=== Problem requirements ===
Show each line of the data below that has the string "LibopaecppExceptCommonALL" in it.

(Data provided begins)

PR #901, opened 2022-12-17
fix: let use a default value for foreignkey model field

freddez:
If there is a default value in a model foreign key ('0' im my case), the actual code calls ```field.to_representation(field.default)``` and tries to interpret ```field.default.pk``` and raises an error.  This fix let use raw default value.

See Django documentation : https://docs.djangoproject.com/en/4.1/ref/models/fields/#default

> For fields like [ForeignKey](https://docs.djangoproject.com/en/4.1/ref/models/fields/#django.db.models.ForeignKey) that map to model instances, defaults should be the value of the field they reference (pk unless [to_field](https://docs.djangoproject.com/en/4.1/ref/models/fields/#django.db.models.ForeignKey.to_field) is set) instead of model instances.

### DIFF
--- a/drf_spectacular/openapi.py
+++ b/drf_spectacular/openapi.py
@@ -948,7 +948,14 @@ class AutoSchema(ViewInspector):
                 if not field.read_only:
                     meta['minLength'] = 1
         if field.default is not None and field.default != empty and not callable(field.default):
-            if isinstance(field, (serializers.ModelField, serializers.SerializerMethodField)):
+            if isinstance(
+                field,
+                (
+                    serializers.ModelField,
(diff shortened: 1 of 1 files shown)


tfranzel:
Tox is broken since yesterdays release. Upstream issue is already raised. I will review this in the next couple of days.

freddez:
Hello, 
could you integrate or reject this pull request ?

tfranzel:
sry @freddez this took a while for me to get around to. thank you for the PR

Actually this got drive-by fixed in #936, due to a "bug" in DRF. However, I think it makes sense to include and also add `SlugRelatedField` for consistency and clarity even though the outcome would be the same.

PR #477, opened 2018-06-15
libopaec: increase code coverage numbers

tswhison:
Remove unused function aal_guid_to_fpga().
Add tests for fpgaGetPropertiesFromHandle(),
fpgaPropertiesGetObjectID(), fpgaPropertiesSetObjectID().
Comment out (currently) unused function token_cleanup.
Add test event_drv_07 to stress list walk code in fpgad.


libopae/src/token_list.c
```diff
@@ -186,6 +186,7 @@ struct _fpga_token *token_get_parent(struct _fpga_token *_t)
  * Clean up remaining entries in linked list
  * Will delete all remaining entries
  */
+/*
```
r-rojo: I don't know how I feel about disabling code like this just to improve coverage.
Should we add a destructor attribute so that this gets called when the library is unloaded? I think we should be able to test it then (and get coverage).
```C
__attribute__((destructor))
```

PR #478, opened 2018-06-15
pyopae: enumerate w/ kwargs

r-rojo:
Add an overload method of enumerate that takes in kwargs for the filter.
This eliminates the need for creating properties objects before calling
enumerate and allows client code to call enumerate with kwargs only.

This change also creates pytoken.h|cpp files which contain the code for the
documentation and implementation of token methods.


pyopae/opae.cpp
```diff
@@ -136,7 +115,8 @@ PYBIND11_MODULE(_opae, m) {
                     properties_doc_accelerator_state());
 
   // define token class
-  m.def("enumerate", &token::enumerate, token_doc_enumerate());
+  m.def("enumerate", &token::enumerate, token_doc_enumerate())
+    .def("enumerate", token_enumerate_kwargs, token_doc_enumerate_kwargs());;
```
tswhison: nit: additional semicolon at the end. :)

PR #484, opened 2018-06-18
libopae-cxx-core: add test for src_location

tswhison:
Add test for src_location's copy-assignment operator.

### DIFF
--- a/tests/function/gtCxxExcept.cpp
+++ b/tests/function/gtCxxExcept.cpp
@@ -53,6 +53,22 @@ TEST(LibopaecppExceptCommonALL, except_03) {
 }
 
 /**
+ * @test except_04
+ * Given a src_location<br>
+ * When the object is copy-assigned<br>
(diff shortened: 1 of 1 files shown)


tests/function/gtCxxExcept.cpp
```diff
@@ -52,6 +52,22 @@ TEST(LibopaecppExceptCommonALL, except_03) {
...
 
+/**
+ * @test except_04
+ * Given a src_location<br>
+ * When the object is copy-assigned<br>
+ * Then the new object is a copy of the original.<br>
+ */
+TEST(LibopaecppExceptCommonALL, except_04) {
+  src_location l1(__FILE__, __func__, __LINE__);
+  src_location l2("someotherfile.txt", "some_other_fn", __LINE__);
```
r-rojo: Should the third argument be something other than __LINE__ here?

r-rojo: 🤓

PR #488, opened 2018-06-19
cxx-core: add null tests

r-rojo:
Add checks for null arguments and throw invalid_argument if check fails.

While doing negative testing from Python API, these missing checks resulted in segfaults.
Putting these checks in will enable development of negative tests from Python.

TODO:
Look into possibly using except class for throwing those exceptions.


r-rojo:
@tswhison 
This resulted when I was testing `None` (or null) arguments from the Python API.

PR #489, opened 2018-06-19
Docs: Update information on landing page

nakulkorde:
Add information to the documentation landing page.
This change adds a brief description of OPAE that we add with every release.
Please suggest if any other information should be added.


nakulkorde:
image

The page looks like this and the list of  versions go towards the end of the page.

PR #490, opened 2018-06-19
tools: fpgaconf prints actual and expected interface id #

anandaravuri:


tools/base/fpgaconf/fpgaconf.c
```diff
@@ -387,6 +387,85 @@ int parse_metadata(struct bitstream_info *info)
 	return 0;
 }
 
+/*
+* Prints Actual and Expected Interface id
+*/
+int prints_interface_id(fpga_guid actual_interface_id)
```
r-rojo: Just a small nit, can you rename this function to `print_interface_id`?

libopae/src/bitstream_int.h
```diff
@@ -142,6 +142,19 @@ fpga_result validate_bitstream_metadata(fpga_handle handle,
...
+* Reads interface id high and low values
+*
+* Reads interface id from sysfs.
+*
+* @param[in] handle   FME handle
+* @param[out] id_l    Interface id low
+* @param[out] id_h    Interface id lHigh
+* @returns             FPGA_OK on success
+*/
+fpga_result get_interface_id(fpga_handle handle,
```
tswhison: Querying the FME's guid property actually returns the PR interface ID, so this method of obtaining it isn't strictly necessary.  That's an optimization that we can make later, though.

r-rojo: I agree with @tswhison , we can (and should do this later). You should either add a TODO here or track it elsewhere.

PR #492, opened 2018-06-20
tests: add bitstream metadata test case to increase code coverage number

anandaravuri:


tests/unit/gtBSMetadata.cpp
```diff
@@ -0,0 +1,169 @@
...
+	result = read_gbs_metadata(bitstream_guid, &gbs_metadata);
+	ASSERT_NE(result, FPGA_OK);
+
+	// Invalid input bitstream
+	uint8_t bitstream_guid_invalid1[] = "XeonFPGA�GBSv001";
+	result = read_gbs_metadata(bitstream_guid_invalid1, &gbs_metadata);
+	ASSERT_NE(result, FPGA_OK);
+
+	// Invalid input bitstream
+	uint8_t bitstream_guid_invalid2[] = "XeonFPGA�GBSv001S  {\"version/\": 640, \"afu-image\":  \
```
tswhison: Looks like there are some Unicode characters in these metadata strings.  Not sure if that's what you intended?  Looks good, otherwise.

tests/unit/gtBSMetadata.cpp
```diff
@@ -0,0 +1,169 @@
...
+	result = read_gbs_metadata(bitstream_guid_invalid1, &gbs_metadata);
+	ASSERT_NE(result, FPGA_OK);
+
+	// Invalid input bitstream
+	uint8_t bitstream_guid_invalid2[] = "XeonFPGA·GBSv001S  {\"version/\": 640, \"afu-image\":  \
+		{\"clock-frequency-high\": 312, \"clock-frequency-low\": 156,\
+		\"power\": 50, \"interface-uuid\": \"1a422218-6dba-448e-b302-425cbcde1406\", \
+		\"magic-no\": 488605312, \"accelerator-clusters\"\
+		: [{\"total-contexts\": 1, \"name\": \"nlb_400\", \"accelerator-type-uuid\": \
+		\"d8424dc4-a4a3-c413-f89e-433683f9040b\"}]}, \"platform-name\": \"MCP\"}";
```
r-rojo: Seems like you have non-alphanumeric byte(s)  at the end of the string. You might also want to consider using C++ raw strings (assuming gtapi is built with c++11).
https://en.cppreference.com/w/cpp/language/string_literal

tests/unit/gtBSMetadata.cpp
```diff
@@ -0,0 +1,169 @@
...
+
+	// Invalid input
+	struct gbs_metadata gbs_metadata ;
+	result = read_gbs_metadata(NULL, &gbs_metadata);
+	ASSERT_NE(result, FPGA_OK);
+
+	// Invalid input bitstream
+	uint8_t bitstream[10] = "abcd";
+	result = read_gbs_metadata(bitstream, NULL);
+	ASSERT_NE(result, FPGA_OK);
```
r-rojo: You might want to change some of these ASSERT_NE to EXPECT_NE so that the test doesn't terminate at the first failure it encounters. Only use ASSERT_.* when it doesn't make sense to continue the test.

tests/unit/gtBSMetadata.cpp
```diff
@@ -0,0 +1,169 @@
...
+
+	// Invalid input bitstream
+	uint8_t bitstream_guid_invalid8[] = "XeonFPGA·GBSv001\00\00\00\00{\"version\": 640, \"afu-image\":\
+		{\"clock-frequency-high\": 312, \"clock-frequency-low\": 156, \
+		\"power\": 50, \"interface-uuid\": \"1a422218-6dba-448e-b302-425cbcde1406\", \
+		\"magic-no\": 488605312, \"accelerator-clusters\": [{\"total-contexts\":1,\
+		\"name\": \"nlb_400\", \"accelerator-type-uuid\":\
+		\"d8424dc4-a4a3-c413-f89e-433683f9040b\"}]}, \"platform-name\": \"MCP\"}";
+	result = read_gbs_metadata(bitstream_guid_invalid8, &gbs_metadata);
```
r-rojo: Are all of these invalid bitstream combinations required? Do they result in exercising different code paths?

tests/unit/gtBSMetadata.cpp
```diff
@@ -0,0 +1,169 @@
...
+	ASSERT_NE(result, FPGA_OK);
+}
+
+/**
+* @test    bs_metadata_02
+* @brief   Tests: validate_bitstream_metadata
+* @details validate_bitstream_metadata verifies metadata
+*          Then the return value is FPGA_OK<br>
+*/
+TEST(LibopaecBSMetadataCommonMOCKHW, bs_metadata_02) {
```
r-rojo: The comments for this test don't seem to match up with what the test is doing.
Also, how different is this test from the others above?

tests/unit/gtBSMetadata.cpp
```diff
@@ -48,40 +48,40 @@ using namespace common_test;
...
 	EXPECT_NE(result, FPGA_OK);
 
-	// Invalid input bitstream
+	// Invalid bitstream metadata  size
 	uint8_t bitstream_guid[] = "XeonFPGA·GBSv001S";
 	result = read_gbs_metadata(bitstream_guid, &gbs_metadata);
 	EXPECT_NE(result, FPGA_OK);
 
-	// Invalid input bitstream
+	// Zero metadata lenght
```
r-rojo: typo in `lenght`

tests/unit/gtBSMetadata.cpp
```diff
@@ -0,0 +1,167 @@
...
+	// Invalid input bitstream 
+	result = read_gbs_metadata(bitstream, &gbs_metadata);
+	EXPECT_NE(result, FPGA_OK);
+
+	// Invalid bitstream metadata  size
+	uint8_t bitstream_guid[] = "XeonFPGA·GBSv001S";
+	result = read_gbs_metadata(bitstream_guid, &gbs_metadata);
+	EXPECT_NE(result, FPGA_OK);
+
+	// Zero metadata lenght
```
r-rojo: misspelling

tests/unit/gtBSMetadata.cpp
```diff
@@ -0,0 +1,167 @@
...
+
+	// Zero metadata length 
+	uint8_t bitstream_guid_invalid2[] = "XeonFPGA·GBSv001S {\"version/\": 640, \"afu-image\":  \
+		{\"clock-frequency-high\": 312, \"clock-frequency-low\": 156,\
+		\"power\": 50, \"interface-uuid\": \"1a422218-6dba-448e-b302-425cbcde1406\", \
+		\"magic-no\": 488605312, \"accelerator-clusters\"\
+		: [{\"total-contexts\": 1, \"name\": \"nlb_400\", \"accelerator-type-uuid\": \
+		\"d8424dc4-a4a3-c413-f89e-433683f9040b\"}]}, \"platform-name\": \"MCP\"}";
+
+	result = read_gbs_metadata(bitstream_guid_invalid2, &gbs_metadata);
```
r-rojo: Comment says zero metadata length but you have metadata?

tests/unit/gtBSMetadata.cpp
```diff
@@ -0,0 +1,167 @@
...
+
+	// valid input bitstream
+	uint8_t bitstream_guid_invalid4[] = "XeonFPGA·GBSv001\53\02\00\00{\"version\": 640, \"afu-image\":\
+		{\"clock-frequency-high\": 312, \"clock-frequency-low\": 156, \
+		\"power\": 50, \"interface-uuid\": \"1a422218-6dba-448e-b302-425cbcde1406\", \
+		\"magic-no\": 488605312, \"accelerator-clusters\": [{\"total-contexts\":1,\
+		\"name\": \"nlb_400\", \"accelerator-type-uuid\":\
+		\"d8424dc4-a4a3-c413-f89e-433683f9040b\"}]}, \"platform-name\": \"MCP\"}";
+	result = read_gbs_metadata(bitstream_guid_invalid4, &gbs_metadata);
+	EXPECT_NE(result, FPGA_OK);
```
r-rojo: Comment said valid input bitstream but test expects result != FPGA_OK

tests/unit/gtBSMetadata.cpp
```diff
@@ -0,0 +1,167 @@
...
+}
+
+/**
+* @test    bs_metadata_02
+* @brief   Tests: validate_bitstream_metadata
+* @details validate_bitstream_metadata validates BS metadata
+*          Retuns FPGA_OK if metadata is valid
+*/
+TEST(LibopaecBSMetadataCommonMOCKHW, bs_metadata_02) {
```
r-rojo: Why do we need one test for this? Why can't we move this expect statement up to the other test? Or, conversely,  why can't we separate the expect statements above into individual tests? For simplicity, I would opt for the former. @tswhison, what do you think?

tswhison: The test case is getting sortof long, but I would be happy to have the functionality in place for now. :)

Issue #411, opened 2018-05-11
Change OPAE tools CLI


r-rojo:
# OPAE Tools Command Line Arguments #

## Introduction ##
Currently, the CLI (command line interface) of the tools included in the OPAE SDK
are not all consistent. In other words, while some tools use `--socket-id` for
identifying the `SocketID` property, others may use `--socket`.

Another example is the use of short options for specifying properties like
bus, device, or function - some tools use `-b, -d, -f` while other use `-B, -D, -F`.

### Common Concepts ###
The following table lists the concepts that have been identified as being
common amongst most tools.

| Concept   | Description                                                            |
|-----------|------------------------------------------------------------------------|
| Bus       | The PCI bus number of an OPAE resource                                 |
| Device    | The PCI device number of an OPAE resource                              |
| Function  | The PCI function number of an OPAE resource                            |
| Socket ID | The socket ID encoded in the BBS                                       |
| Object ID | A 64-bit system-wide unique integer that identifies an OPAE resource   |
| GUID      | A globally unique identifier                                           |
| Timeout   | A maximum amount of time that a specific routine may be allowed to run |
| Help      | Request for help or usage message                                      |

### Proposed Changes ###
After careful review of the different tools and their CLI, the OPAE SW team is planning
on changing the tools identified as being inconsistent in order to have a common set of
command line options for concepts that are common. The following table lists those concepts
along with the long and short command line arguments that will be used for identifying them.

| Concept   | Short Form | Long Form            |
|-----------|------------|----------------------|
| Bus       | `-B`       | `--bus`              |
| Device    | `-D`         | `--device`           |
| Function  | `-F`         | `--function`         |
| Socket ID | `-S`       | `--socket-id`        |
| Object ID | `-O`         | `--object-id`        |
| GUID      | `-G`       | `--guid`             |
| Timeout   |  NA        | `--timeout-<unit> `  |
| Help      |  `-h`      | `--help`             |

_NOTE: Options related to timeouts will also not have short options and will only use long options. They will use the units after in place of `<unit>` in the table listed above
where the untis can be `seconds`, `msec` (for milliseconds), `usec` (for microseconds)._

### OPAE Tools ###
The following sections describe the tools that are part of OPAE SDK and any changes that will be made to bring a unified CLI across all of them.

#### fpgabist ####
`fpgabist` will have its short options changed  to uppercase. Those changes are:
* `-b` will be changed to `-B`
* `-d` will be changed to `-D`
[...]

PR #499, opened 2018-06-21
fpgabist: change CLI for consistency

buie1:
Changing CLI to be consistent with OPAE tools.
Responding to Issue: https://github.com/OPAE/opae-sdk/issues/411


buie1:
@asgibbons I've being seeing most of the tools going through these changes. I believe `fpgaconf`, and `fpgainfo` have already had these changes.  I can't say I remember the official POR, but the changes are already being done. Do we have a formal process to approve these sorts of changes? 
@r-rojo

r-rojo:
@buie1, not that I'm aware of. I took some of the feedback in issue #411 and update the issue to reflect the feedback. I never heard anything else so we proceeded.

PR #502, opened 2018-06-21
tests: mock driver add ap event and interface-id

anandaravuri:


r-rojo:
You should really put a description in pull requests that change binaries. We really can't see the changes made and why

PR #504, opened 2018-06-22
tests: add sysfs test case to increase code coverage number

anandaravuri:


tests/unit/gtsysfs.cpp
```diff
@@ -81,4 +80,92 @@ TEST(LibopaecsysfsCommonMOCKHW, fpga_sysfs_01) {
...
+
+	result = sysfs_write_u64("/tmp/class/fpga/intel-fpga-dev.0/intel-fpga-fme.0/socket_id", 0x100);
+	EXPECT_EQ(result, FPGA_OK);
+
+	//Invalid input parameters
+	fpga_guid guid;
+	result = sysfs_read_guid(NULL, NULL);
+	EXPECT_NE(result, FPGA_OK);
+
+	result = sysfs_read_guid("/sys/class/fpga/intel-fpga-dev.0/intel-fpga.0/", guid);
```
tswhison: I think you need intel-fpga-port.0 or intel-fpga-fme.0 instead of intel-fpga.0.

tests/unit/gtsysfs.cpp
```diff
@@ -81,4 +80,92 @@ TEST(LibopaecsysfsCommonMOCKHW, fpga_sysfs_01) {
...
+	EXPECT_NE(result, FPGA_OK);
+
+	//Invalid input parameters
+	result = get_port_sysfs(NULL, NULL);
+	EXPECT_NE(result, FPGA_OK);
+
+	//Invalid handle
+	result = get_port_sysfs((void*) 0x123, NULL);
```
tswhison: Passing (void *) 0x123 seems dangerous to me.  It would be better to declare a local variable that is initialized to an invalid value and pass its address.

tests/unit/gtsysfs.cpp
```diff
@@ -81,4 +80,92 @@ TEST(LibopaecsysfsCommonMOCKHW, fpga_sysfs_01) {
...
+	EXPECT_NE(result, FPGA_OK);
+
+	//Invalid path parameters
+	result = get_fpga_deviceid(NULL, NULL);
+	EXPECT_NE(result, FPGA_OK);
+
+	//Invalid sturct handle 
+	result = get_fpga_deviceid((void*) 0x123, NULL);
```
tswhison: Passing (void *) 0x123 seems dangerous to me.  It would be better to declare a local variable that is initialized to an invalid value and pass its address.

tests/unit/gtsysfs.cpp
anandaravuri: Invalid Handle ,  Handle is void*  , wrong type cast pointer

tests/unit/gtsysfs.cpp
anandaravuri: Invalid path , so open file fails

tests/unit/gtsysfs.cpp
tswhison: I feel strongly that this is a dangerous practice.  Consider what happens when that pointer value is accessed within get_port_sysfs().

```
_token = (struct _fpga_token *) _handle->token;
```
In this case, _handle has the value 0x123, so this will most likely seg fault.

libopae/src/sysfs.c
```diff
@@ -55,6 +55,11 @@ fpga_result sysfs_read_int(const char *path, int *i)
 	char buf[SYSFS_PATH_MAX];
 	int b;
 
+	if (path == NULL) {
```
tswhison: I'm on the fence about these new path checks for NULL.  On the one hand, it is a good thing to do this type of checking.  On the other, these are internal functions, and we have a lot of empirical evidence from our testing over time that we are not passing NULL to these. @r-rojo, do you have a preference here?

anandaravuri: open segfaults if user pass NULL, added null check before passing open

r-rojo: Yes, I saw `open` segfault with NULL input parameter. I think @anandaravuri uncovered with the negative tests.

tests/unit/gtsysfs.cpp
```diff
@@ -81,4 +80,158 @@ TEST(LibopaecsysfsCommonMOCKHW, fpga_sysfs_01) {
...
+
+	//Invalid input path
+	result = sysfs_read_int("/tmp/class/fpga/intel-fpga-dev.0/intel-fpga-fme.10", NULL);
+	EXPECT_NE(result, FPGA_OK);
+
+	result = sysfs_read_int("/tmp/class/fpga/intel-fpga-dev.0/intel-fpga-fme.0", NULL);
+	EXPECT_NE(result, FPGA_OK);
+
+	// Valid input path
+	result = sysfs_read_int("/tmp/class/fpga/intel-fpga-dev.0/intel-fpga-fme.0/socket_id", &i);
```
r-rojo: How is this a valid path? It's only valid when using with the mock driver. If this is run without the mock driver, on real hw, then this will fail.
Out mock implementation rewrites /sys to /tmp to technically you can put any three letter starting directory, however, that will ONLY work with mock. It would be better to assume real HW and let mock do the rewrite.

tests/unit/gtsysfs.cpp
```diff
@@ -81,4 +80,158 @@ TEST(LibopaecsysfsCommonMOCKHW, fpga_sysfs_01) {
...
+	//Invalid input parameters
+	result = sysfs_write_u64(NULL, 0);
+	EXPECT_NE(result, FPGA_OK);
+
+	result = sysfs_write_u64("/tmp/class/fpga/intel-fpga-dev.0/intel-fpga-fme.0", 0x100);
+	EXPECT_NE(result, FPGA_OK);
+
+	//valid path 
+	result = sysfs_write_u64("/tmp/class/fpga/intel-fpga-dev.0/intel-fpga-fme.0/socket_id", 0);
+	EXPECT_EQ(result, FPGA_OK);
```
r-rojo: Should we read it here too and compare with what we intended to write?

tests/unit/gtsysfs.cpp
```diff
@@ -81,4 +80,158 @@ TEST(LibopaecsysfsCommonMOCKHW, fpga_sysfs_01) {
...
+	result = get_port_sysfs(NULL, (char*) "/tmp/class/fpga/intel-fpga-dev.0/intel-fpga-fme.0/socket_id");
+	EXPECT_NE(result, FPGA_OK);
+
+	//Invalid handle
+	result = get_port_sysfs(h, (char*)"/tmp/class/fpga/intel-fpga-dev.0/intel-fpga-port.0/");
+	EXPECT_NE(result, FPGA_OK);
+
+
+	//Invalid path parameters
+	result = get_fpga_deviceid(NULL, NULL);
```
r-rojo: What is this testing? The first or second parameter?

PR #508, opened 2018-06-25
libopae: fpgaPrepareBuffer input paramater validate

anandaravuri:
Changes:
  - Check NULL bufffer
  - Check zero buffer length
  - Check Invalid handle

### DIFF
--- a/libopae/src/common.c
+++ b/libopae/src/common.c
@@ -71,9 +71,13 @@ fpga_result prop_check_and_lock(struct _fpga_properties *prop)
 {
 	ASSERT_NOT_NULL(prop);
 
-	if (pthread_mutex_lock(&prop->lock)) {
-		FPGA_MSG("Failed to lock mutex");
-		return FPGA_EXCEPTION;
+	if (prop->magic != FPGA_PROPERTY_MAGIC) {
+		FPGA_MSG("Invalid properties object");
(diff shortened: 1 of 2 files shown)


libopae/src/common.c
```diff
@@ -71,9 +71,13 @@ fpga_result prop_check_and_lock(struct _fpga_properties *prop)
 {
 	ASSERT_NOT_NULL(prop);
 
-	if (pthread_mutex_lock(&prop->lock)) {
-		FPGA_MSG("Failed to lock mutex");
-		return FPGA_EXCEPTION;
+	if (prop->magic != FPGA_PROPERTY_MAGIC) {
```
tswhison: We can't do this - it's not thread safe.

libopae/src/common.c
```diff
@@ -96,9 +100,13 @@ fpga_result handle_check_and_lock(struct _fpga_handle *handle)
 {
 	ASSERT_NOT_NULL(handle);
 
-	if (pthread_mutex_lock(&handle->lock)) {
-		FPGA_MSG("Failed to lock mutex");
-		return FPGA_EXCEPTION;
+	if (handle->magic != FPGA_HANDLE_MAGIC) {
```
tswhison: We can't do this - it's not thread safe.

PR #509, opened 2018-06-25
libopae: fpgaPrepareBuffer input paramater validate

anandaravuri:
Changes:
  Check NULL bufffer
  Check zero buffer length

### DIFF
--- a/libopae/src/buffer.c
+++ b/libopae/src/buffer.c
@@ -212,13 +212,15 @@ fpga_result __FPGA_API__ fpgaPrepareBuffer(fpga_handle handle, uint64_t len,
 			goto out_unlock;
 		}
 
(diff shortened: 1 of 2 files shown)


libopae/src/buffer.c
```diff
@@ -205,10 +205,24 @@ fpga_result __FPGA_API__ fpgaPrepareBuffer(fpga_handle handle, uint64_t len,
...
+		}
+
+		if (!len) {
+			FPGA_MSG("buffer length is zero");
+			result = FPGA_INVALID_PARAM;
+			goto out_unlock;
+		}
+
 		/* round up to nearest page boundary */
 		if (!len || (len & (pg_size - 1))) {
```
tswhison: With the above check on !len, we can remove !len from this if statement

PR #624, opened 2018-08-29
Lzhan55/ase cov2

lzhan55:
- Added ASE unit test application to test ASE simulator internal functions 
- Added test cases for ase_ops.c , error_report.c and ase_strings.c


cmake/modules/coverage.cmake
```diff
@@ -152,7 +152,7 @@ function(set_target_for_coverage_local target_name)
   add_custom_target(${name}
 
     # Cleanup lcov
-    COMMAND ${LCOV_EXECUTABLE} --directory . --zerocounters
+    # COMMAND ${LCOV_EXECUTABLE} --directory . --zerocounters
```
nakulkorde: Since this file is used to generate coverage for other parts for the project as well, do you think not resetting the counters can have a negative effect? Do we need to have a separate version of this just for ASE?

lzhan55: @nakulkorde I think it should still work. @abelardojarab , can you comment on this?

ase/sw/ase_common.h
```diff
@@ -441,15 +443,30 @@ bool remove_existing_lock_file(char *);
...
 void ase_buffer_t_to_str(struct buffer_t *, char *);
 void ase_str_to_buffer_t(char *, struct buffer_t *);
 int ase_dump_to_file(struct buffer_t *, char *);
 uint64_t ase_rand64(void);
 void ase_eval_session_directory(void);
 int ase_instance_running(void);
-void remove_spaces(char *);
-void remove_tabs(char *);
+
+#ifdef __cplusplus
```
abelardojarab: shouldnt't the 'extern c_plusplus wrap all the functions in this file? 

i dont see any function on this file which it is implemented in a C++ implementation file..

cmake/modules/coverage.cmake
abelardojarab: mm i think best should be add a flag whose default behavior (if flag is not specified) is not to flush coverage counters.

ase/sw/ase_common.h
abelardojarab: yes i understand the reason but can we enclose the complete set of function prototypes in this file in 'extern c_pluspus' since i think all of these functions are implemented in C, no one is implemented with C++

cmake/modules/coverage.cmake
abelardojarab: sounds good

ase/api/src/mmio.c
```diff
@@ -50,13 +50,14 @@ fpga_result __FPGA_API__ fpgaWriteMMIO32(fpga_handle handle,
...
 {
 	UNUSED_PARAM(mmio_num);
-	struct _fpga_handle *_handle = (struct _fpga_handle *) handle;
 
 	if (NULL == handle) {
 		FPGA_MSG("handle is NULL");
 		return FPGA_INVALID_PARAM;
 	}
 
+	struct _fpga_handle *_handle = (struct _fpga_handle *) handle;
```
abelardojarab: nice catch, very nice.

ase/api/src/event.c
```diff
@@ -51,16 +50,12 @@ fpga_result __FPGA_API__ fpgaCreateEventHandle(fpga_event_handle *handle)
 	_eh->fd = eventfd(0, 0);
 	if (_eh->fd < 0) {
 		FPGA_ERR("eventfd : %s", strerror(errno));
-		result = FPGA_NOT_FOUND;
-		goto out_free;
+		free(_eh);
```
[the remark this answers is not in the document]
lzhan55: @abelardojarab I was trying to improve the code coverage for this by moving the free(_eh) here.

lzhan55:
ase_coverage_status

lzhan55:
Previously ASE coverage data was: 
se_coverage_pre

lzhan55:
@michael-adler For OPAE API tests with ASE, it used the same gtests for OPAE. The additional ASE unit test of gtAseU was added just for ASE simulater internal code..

(Data provided ends)

=== Response for this exercise ===
@@ -53,6 +53,22 @@ TEST(LibopaecppExceptCommonALL, except_03) {
@@ -52,6 +52,22 @@ TEST(LibopaecppExceptCommonALL, except_03) {
+TEST(LibopaecppExceptCommonALL, except_04) {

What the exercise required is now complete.